The smell of popcorn wafts through the building's concourse, enhancing the high school gym feel of the place. Replace the Dippin' Dot concession with a Good Humor man and this place would be utterly timeless. Presumably, Kansas coach Bill Self takes a tape measure with him on the road to convince his team the dimensions really are the same in every building they visit.
Not much else is.
Allen Fieldhouse defies logic. It holds almost twice as many fans as Cameron Indoor Stadium, yet somehow feels just as intimate. And its five championship banners are six fewer than hang in Pauley Pavilion, but it has at least as much historical gravitas.

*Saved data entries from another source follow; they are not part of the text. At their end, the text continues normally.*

PR #4660, opened 2022-09-02
[AUDIO] Device management code refactoring

oleg-dubinskiy:
## Proposed changes
[WDMAUD.DRV]
Completely rewrite Legacy and MMixer routines, to make them more compatible with Windows.
- Make it independent from MMEBuddy library and make it using its own MME routines instead of MMEBuddy's.
- Get rid from SOUND_DEVICE_INSTANCE structure usage, use WDMAUD_DEVICE_INFO instead. SOUND_DEVICE_INSTANCE has the same purpose as WDMAUD_DEVICE_INFO, and Windows does not use multiple structures, so we also don't need that, to be more compatible with MS. Separate all device state related stuff into WDMAUD_DEVICE_STATE structure. Rework them t the look similar to Windows's (based on analysis). Set alignment 1 for both of them, to make it of the same size as in Windows XP/2003. This gets us better compatibility (and therefore ability to work together) between our/MS wdmaud.drv/sys ring. Although it still doesn't work, but the major steps are done.
- Rewrite all Legacy rotines to make them more similar to MS. Add their own WdmAudIoControl, and don't use SyncOverlappedDeviceIoControl from MMEBuddy.
- Don't use separate members for each data buffer in WDMAUD_DEVICE_INFO structure, declare one buffer member, which can store several types of data passed by the caller (as in Windows). Add a second member which indicates the size of passed data.
- Adapt all MMixer routines to other changes. Use WDMAUD_DEVICE_INFO structure for all of them too, instead of SOUND_DEVICE_INSTANCE.
- Implement proper resampling support. Rename WriteFileEx_Remixer to WdmAudResampleStream, and rewrite it to only do the resampling, remove all streaming code from it, which is buggy anyway. Call it in WdmAudSubmitWaveHeader (reworked from WdmAudCommitWaveBuffer), to properly resample wave header data before sending it. Add RESAMPLING_ENABLED define which allows to enable/disable resampling support.
- Don't use MMFUNCTION_TABLE structure from MMEBuddy, extend usage of FUNC_NAME macro instead, which redirects to Legacy or MMixer API appropriatedly, depending on USE_MMIXER_LIB define.
- Remove WdmAudQueryDeviceInterfaceString, since it does not exist in Windows. The device interface string is already received by calling SetupApi routines and is stored in WDMAUD_DEVICE_INFO structure.
- Refactor opening audio device mechanism. Add WdmAudOpenKernelSoundDevice (previously WdmAudOpenSoundDevice), which does the initial initialization of Wdm Audio driver mapper, and WdmAudOpenSoundDevice, which opens the device itself (previously SetWaveDeviceFormat). This is more similar to Windows.
- Implement thread management, represented by WdmAudCreate/DestroyCompletionThread.
- Completely rewrite Wave Header extension management. In Windows, header extension has two members: streaming device info pointer (aka sound private handle), allocated and used by SubmitWaveHeader for I/O operations, and a pointer to OVERLAPPED structure which contains steaming event handle. There is no committed and completed bytes counts.

[WDMAUD]
Fix all kernel-mode routines, whose are used by Legacy APIs. Adapt them to current changes also.
- Fix all IOCTL declarations. Add new/update existing IOCTLs to Windows-compatible state. I investigated them by the following way: 1. Analyze them via debugger, when they are passed to DeviceIoControl. 2. Copy their handle and paste it to any IOCTL decoder (I used OSR online IOCTL Decoder for example: https://www.osronline.com/article.cfm%5Earticle=229.htm). 3. Decode them ang get their actual declarations, those can be used by us.
- Use Buffer member of WDMAUD_DEVICE_INFO when possible for storing user data received from/passed to the caller.
- Implement some more IOCTLs whose exist in Windows. Add initialization code, and rewrite streaming routine. Use KsStreamIo for that, instead of dumb calling the driver via IoCallDriver. That KS routine is buggy, so it also needs a fix, which I will send in a separate PR.
- Extend usage of MMixer library. Implement MMixerGetWavePosition, and use it for both Legacy and MMixer routines (in wdmaud.sys and wdmaud.drv appropriately).

[MMIXER]
- Add support for WAVE_FORMAT_EXTENSIBLE audio format. Don't fail when it is requested. Initialize required structure fields for it. It already is supported properly by us, since it is just and extended representation of WAVE_FORMAT_PCM.
- Handle some more Mixer control types, to fix sndvol32.exe Mixer open failures after my changes. Remove unneeded duplicating of MIXERCONTROL_CONTROLTYPE_MUX handling.
- Implement MMixerGetWavePosition.

[KS]
- Fix bug in KsStreamIo
Properly set output buffer length in IO Stack Location of the current IRP, since it is passed to KsProbeStreamIrp when calling KsStreamIo, so it fails if the length isn't set properly.
Don't set an input buffer length and the buffer itself, since it isn't passed anywhere, so setting it makes no sense. Moreover, MSDN says that for IOCTL_KS_READ/WRITE_STREAM, only output buffer (and its length) is needed to be set, but not an input one. So it indeed is more correct.
It fixes buffer overflow in KsProbeStreamIrp when attempting to perform the streaming via KsStreamIo. I discovered this bug during my audio refactoring from PR https://github.com/reactos/reactos/pull/4660.
- Restore old hack for MS portcls.

## TODO

- [x] Fix remaining bugs in the code, to make it basically working. Currently, sound is not working properly in most of cases.
- [ ] Probably implement MIDI support.
- [x] Fix a bug in our winmm if possible, preventing the proper work of streaming. Currently, the sound works only with MS winmm.dll, so it is badly needed to be replaced. **UPD: it was a mistake. Actually our winmm is OK. As appeared, the problem was caused by my previous changes in wdmaud.drv. After further changes the streaming works properly, both with MS and our winmm.dll.**
- [x] Revert some unnecessary changes.
- [ ] Remove MMEbuddy library and its depending NT4 SoundBlaster driver and MmeNT4 library, since they are unused anyway and are very incomplete. They seem to be not compatible with NT5, and are not used by our wdmaud.drv or anything other anymore. Do it in a separate PR.
- [x] Send a fix in Kernel Streaming driver, which also can be done in a separate PR (done now in #4663).

### DIFF
--- a/dll/win32/wdmaud.drv/legacy.c
+++ b/dll/win32/wdmaud.drv/legacy.c
@@ -1,89 +1,292 @@
 /*
- * PROJECT:     ReactOS Sound System
- * LICENSE:     GPL - See COPYING in the top level directory
- * FILE:        dll/win32/wdmaud.drv/wdmaud.c
- *
- * PURPOSE:     WDM Audio Driver (User-mode part)
- * PROGRAMMERS: Andrew Greenwood (silverblade@reactos.org)
-                Johannes Anderwald
- *
- * NOTES:       Looking for wodMessage & co? You won't find them here. Try
- *              the MME Buddy library, which is where these routines are
- *              actually implemented.
- *
+ * PROJECT:     ReactOS Audio Subsystem
+ * LICENSE:     GPL-2.0-or-later (https://spdx.org/licenses/GPL-2.0-or-later)
+ * PURPOSE:     WDM Audio Driver Mapper (User-mode part)
+ * COPYRIGHT:   Copyright 2007-2008 Andrew Greenwood (silverblade@reactos.org)
+ *              Copyright 2009-2010 Johannes Anderwald
+ *              Copyright 2022 Oleg Dubinskiy (oleg.dubinskij30@gmail.com)
  */
 
 #include "wdmaud.h"
 
-#define NDEBUG
+#include <mmixer.h>
+
+#define YDEBUG
 #include <debug.h>
-#include <mmebuddy_debug.h>
 
-#define KERNEL_DEVICE_NAME      L"\\\\.\\wdmaud"
-
+extern MIXER_CONTEXT MixerContext;
 HANDLE KernelHandle = INVALID_HANDLE_VALUE;
 DWORD OpenCount = 0;
 
+/*
+    This is a wrapper around DeviceIoControl which provides control over
+    instantiated sound devices. It waits for I/O to complete (since an
+    instantiated sound device is opened _In_ overlapped mode, this is necessary).
+*/
+MMRESULT
+WdmAudIoControl(
+    _In_ PWDMAUD_DEVICE_INFO DeviceInfo,
+    _In_opt_ ULONG BufferSize,
+    _In_opt_ PVOID Buffer,
+    _In_ DWORD IoControlCode)
+{
+    MMRESULT Result = MMSYSERR_NOERROR;
+    OVERLAPPED Overlapped;
+    DWORD Transferred = 0;
+    BOOL IoResult;
+
+    /* Overlapped I/O is done here - this is used for waiting for completion */
+    ZeroMemory(&Overlapped, sizeof(OVERLAPPED));
+    Overlapped.hEvent = CreateEvent(NULL, FALSE, FALSE, NULL);
+
+    if ( ! Overlapped.hEvent )
+        return Win32ErrorToMmResult(GetLastError());
+
+    if (DeviceInfo->DeviceType != AUX_DEVICE_TYPE &&
+        DeviceInfo->DeviceType != MIXER_DEVICE_TYPE)
+    {
+        EnterCriticalSection(DeviceInfo->DeviceState->QueueCriticalSection);
+    }
+
+    /* Store input data */
+    DeviceInfo->BufferSize = BufferSize;
+    DeviceInfo->Buffer = Buffer;
+
+    /* Talk to the device */
+    IoResult = DeviceIoControl(KernelHandle,
+                               IoControlCode,
+                               DeviceInfo,
+                               sizeof(WDMAUD_DEVICE_INFO),
+                               DeviceInfo,
+                               sizeof(WDMAUD_DEVICE_INFO),
+                               &Transferred,
+                               &Overlapped);
+
+    /* If failure occurs, make sure it's not just due to the overlapped I/O */
+    if ( ! IoResult )
+    {
+        if (GetLastError() == ERROR_IO_PENDING)
+        {
+            /* Wait for I/O complete */
+            WaitForSingleObject(Overlapped.hEvent, INFINITE);
+        }
+        Result = Win32ErrorToMmResult(GetLastError());
+    }
+
+    if (DeviceInfo->DeviceType != AUX_DEVICE_TYPE &&
+        DeviceInfo->DeviceType != MIXER_DEVICE_TYPE)
+    {
+        LeaveCriticalSection(DeviceInfo->DeviceState->QueueCriticalSection);
+    }
+
+    /* Don't need this any more */
+    CloseHandle(Overlapped.hEvent);
+
+    DPRINT("Transferred %d bytes in Sync overlapped I/O\n", Transferred);
+
+    return Result;
+}
+
 DWORD
 WINAPI
-MixerEventThreadRoutine(
+WaveThreadRoutine(
     LPVOID Parameter)
 {
-    HANDLE WaitObjects[2];
-    DWORD dwResult;
+    PWDMAUD_DEVICE_INFO DeviceInfo = (PWDMAUD_DEVICE_INFO)Parameter;
+    PWAVEHDR_EXTENSION HeaderExtension;
+    DWORD dwResult = WAIT_FAILED;
+    PWAVEHDR WaveHeader;
+#ifndef USE_MMIXER_LIB
     MMRESULT Result;
-    WDMAUD_DEVICE_INFO DeviceInfo;
-    PSOUND_DEVICE_INSTANCE Instance = (PSOUND_DEVICE_INSTANCE)Parameter;
+#endif
+    HANDLE hEvent;
 
-    /* setup wait objects */
-    WaitObjects[0] = Instance->hNotifyEvent;
-    WaitObjects[1] = Instance->hStopEvent;
-
-    /* zero device info */
-    ZeroMemory(&DeviceInfo, sizeof(WDMAUD_DEVICE_INFO));
-
-    DeviceInfo.hDevice = Instance->Handle;
-    DeviceInfo.DeviceType = MIXER_DEVICE_TYPE;
-
-    do
+    while (TRUE)
     {
-        dwResult = WaitForMultipleObjects(2, WaitObjects, FALSE, INFINITE);
-
-        if (dwResult == WAIT_OBJECT_0 + 1)
+        DPRINT("WaveQueue %p\n", DeviceInfo->DeviceState->WaveQueue);
+        EnterCriticalSection(DeviceInfo->DeviceState->QueueCriticalSection);
+        WaveHeader = DeviceInfo->DeviceState->WaveQueue;
+        if (WaveHeader && (WaveHeader->dwFlags & (WHDR_BEGINLOOP | WHDR_DONE |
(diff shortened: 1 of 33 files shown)


JoachimHenze:
Doesn't build on MSVC yet. Regarding "Implement proper resampling support", Does it fix playback of the 22kHz mp3 in https://jira.reactos.org/browse/CORE-17744 ?

oleg-dubinskiy:
> Doesn't build on MSVC yet. Regarding "Implement proper resampling support", Does it fix playback of the 22kHz mp3 in https://jira.reactos.org/browse/CORE-17744 ?

Not yet. The resampling should work after successful opening audio device, when the playback starts. But the problem is, the device fails to open if the format is unsupported. This happens even after such major refactoring. So not fixed yet, sorry. :slightly_frowning_face:

dll/win32/wdmaud.drv/legacy.c
```diff
@@ -1,89 +1,306 @@
...
+                               sizeof(WDMAUD_DEVICE_INFO),
+                               DeviceInfo,
+                               sizeof(WDMAUD_DEVICE_INFO),
+                               &Transferred,
+                               &Overlapped);
+
+    /* If failure occurs, make sure it's not just due to the overlapped I/O */
+    if ( ! IoResult )
+    {
+        if (GetLastError() == ERROR_IO_PENDING)
```
ThFabba, line 71: `GetOverlappedResult` might be more appropriate than hand-rolling this? In particular, the `Transferred` variable will not currently be set correctly in the async case.

dll/win32/wdmaud.drv/legacy.c
```diff
@@ -1,89 +1,306 @@
...
+    Overlapped.hEvent = CreateEvent(NULL, FALSE, FALSE, NULL);
+
+    if ( ! Overlapped.hEvent )
+        return Win32ErrorToMmResult(GetLastError());
+
+    if (DeviceInfo->DeviceType != AUX_DEVICE_TYPE &&
+        DeviceInfo->DeviceType != MIXER_DEVICE_TYPE)
+    {
+        /* Enter critical section */
+        EnterCriticalSection(&WdmAudCriticalSection);
```
ThFabba, line 51: What exactly does this critical section protect? You seem to acquire it for just about everything.

dll/win32/wdmaud.drv/legacy.c
```diff
@@ -1,89 +1,306 @@
...
+                Result = WdmAudIoControl(DeviceInfo,
+                                         0,
+                                         NULL,
+                                         DeviceInfo->DeviceType == WAVE_OUT_DEVICE_TYPE ?
+                                         IOCTL_PAUSE_PLAYBACK : IOCTL_PAUSE_CAPTURE);
+                if (!MMSUCCESS(Result))
+                {
+                    DPRINT1("Call to %ls failed with %d\n",
+                            DeviceInfo->DeviceType == WAVE_OUT_DEVICE_TYPE ?
+                            L"IOCTL_PAUSE_PLAYBACK" : L"IOCTL_PAUSE_CAPTURE",
```
ThFabba, line 174: Using wide strings here isn't ideal, DbgPrint is natively ansi

dll/win32/wdmaud.drv/legacy.c
```diff
@@ -1,89 +1,306 @@
...
-    PSOUND_DEVICE_INSTANCE Instance = (PSOUND_DEVICE_INSTANCE)Parameter;
+#endif
+
+    /* Enter critical section */
+    EnterCriticalSection(&WdmAudCriticalSection);
+
+    while(TRUE)
+    {
+        DPRINT("WaveQueue %p\n", DeviceInfo->DeviceState.WaveQueue);
+        if (DeviceInfo->DeviceState.WaveQueue)
```
ThFabba, line 113: You're checking this again below (L116), so it seems unnecessary here.

dll/win32/wdmaud.drv/legacy.c
```diff
@@ -1,89 +1,306 @@
...
+            /* Done */
+            break;
+        }
+    }
 
-    do
+    CloseHandle(DeviceInfo->DeviceState.hNotifyEvent);
+    DeviceInfo->DeviceState.hNotifyEvent = NULL;
+    DeviceInfo->DeviceState.bStartInThread = FALSE;
+    SetEvent(DeviceInfo->DeviceState.hStopEvent);
```
ThFabba, line 196: This event seems misleading/unnecessary. You generally want to wait on the thread handle instead, which will signal that the thread actually stopped running.

dll/win32/wdmaud.drv/legacy.c
```diff
@@ -95,175 +312,130 @@ WdmAudCleanupByLegacy()
...
+    DPRINT("WDMAUD - AddRemoveDeviceNode DeviceType %u\n", DeviceType);
 
-    Result = SyncOverlappedDeviceIoControl(KernelHandle,
-                                           IOCTL_GETNUMDEVS_TYPE,
-                                           (LPVOID) &DeviceInfo,
-                                           sizeof(WDMAUD_DEVICE_INFO),
-                                           (LPVOID) &DeviceInfo,
-                                           sizeof(WDMAUD_DEVICE_INFO),
-                                           NULL);
+    DeviceInfo = HeapAlloc(GetProcessHeap(), HEAP_ZERO_MEMORY, sizeof(WDMAUD_DEVICE_INFO));
```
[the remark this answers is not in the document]
oleg-dubinskiy: As I tested, just zeroing memory without allocating a pointer (like `WDMAUD_DEVICE_INFO DeviceInfo; ZeroMemory(&DeviceInfo, sizeof(WDMAUD_DEVICE_INFO);`) doesn't change anything, so it doesn't matter what to use from the technical point. But regarding to analysis, Windows does the allocation in all cases when a new structure pointer is needed to be used, so I prefer to do the same. :slightly_smiling_face:

dll/win32/wdmaud.drv/legacy.c
oleg-dubinskiy: This call existed from the start in my code, but I've removed it, because it creates an endless wait with deadlocks, so initialization hangs. Moreover, Windows does not do it. I don't see any `GetOverlappedResult` call in an unassemble of `wdmaudIoControl`. However, that routine does the wait only if `bWait` is `TRUE`. If I'll set it to 'FALSE`, then waiting will not be performed, and the problem will be gone, **but does calling it make any sense then?** :thinking:

oleg-dubinskiy: Regarding `Transferred` variable, your guessing is correct, but if it causes such problems, then maybe I can to not use it at all, because it is used only for a debug print to view the passed buffer size... :thinking:

dll/win32/wdmaud.drv/legacy.c
oleg-dubinskiy: I did this previously because Windows XP/2003 also manages a critical section in wdmaud.drv. But if it's not necessarily, I removed it now. :slightly_smiling_face:

dll/win32/wdmaud.drv/legacy.c
oleg-dubinskiy: Okay, changed all strings to ANSI here and in all other places. :slightly_smiling_face:

dll/win32/wdmaud.drv/legacy.c
oleg-dubinskiy: Fixed, thanks. :+1:

dll/win32/wdmaud.drv/legacy.c
```diff
@@ -1,89 +1,306 @@
...
+                {
+                    DPRINT1("Call to %ls failed with %d\n",
+                            DeviceInfo->DeviceType == WAVE_OUT_DEVICE_TYPE ?
+                            L"IOCTL_PAUSE_PLAYBACK" : L"IOCTL_PAUSE_CAPTURE",
+                            GetLastError());
+                    break;
+                }
+#endif
+                DeviceInfo->DeviceState.bStart = FALSE;
+		    }
```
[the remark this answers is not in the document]
oleg-dubinskiy: Fixed the indentation, thanks.

oleg-dubinskiy:
Disabled Wave Header Extension management for now and added a workaround, because I still can't figure out why the correct code does not work properly. :slightly_frowning_face:  But with the current changes, streaming works fine. WaveOut playback is nearly fine, DirectSound badly needs MS portcls replacement, and works even a bit better than WaveOut with replaced driver. :slightly_smiling_face:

Conversely, things that once seemed incomprehensible suddenly become crystal clear amid the phog of Allen Fieldhouse. Like why Roy Williams stonewalled North Carolina the first time his alma mater tried to lure him home to Chapel Hill in 2000. Or why KU students camp out -- sometimes for days -- to get tickets. Or why peripatetic Larry Brown spent five of his prime, vagabond years firmly anchored in Lawrence.
"Kansas," Brown often said, "is special."

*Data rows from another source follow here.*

PR #4662, opened 2022-09-03
[NETSHELL] Fix "ghost" network activity when opening Network Status page

KRosUser:
## Purpose

Opening Network Status page creates a systematic "ghost" network activity, activating RX+TX activity icon both on property page and tray, while no Rx/Tx.
This is due to pContext->dwIn{out}Octets being initialized to 0 and compared to refreshed interface data.

## Proposed changes

On first Update, copy refreshed interface data to the Context

### DIFF
--- a/dll/shellext/netshell/lanstatusui.cpp
+++ b/dll/shellext/netshell/lanstatusui.cpp
@@ -15,7 +15,6 @@ CLanStatus::CLanStatus() :
 {
 }
 
-BOOL bFirst;
 
 VOID
 UpdateLanStatusUiDlg(
@@ -132,7 +131,7 @@ UpdateLanStatus(HWND hwndDlg,  LANSTATUSUI_CONTEXT * pContext)
         return;
     }
 
-    if(bFirst)
+    if(pContext->Status == (UINT)-1)
     {
         /*
         On first execution, pContext->dwIn{out}Octets will be null while IF data are already refreshed with non null data so a gap is normal
@@ -140,7 +139,6 @@ UpdateLanStatus(HWND hwndDlg,  LANSTATUSUI_CONTEXT * pContext)
         */
         pContext->dwInOctets = IfEntry.dwInOctets;
         pContext->dwOutOctets = IfEntry.dwOutOctets;
-        bFirst = FALSE;
     }
 
     hIcon = NULL;
@@ -276,7 +274,6 @@ InitializeLANStatusUiDlg(HWND hwndDlg, LANSTATUSUI_CONTEXT * pContext)
 
     /* update adapter info */
     pContext->Status = -1;
-    bFirst = TRUE;
     UpdateLanStatus(hwndDlg, pContext);
     NcFreeNetconProperties(pProperties);
 }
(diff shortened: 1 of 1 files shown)


dll/shellext/netshell/lanstatusui.cpp
```diff
@@ -130,6 +132,17 @@ UpdateLanStatus(HWND hwndDlg,  LANSTATUSUI_CONTEXT * pContext)
         return;
     }
 
+    if(bFirst)
```
HBelusca, line 135: I see that you can determine whether you're in "first" case by just looking at the `pContext->Status` value, that conveniently has the value `-1` at the first call (see where you set bFirst to TRUE below).
This would allow not using this ugly global variable ^^

KRosUser: Nice idea ! I'll do it this way

dll/shellext/netshell/lanstatusui.cpp
```diff
@@ -130,6 +130,16 @@ UpdateLanStatus(HWND hwndDlg,  LANSTATUSUI_CONTEXT * pContext)
         return;
     }
 
+    if(pContext->Status == (UINT)-1)
```
HBelusca, line 133:
```suggestion
    if (pContext->Status == (UINT)-1)
```

dll/shellext/netshell/lanstatusui.cpp
```diff
@@ -130,6 +130,16 @@ UpdateLanStatus(HWND hwndDlg,  LANSTATUSUI_CONTEXT * pContext)
...
+    {
+        /*
+        On first execution, pContext->dwIn{out}Octets will be null while IF data are already refreshed with non null data so a gap is normal
+        and does not corresponds to an effective packet tx or rx
+        */
```
HBelusca, line 138:
```suggestion
        /*
         * On first execution, pContext->dwIn{out}Octets will be null while IF data is already refreshed
         * with non-null data, so a gap is normal and does not correspond to an effective tx or rx packet.
         */
```

SergeGautherie: Moreover:
* dwIn{out}Octets: it's In and Out, not In and Inout.
* null: '0' rather.

dll/shellext/netshell/lanstatusui.cpp
KRosUser: ok

dll/shellext/netshell/lanstatusui.cpp
KRosUser: OK

KRosUser:
@SergeGautherie @HBelusca : Comment updated accordingly.
OK to go ?

dll/shellext/netshell/lanstatusui.cpp
```diff
@@ -130,6 +130,16 @@ UpdateLanStatus(HWND hwndDlg,  LANSTATUSUI_CONTEXT * pContext)
         return;
     }
 
+    if (pContext->Status == (UINT)-1)
+    {
+        /*
+        On first execution, pContext->dwInOctets/dwInOctets will be at 0 while interface data is already refreshed with non-null data
+        so a gap is normal and does not correspond to an effective tx or rx packet
+        */
```
HBelusca, line 138:
```suggestion
        /*
         * On first execution, pContext->dw[In|Out]Octets will be zero while
         * the interface info is already refreshed with non-null data, so a
         * gap is normal and does not correspond to an effective TX or RX packet.
         */
```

Allen Fieldhouse is so special it cannot contain all its own history. Outside, a statue depicting Allen -- "the Father of Basketball Coaching" -- welcomes visitors to the Booth Family Hall of Athletics, a 26,000-square-foot celebration of all things Kansas. The museum, which was dedicated in 2006 and came with a price tag of $8 million, is divided into six terrific exhibit areas and is highlighted by the building's original center court floor. When it was in use, the ref threw up a jump ball after every basket, as per Naismith's original rules.
Inside, the banners that commemorate NCAA championships from 1922, 1923, 1952, 1988 and 2008 are as stark as the prairie landscape that envelopes Lawrence. Blue, block lettering on white. Just the words "National Champions" and the year the title was won. No mention of Kansas is necessary. Is there anyplace else? Not to these people.

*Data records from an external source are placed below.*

PR #5250, opened 2023-04-19
[ATL] Take _ATL_FREE_THREADED into account

learn-more:
When it is not defined, COM should not be initialize multithreaded
`COINIT_MULTITHREADED` can cause problems when COM objects expect `Apartment` threading, because they will be serialized.

### DIFF
--- a/sdk/lib/atl/atlbase.h
+++ b/sdk/lib/atl/atlbase.h
@@ -849,7 +849,12 @@ public:
 
     static HRESULT InitializeCom()
     {
-        return ::CoInitializeEx(NULL, COINIT_MULTITHREADED);
+#if defined(_ATL_FREE_THREADED)
+        constexpr COINIT coInit = COINIT_MULTITHREADED;
+#else
+        constexpr COINIT coInit = COINIT_APARTMENTTHREADED;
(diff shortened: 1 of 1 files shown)


sdk/lib/atl/atlbase.h
```diff
@@ -766,7 +766,11 @@ class CAtlExeModuleT : public CAtlModuleT<T>
 
     static HRESULT InitializeCom()
     {
+#if defined(_ATL_FREE_THREADED)
         return ::CoInitializeEx(NULL, COINIT_MULTITHREADED);
+#else
+        return ::CoInitialize(NULL);
+#endif
```
HBelusca, line 773: What about just keeping the original CoInitializeEx call but just using `COINIT_APARTMENTTHREADED` instead as the flag? Something like
```suggestion
#ifdef _ATL_FREE_THREADED
        static const COINIT coInit = COINIT_MULTITHREADED;
#else
        static const COINIT coInit = COINIT_APARTMENTTHREADED;
#endif
        return ::CoInitializeEx(NULL, coInit);
```

HBelusca (approved):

The KU band adds to the nostalgic feel, playing 1980s hits like "Africa," "Come On Eileen" and "Living on a Prayer" as the Jayhawks warm up. History is in the air. A Russell Stover Candies ad adorns the overhead scoreboard and outsiders get the feeling that slow-paced Lawrence is the kind of place where chocolates and Hallmark greetings are still preferred to Starbucks gift cards and text messages.
More than two-dozen banners dangle from the girders and catwalks inside the building, but one stands out above all others: "Pay Heed All Who Enter: Beware of the Phog." Set in a gothic font, the greeting reads like a sign on an amusement park ride, the kind that warns visitors they are about to embark on a harrowing thrill-a-minute ride.
Which, of course, they are.
You don't watch a game at The Phog as much as you go along for the ride, the 4,000-person-strong KU student body at the controls much of the time. Celebrated KU miler Jim Ryun, who won the NCAA indoor mile championship in 1967, 1968 and 1969, ran at Allen Fieldhouse and, coincidence or not, the students here all go the extra mile.
The pregame fun begins with fans, arm-in-arm, singing the school's alma mater, "Crimson and Blue." Then comes the "Rock Chalk, Jayhawk" chant, which is slow, methodical and chilling. "Rock chalk Â… Jayhawk Â… KU," is chanted five times -- twice slowly, then three times fast.
In a rare concession to modernity, the field house has a terrific scoreboard, upon which a stirring pregame video is presented. When Mario Chalmers hits "Mario's Miracle" from last spring's NCAA title game against Memphis, the crowd erupts the instant the game-tying shot goes through the hoop, as if they are watching it happen in real time.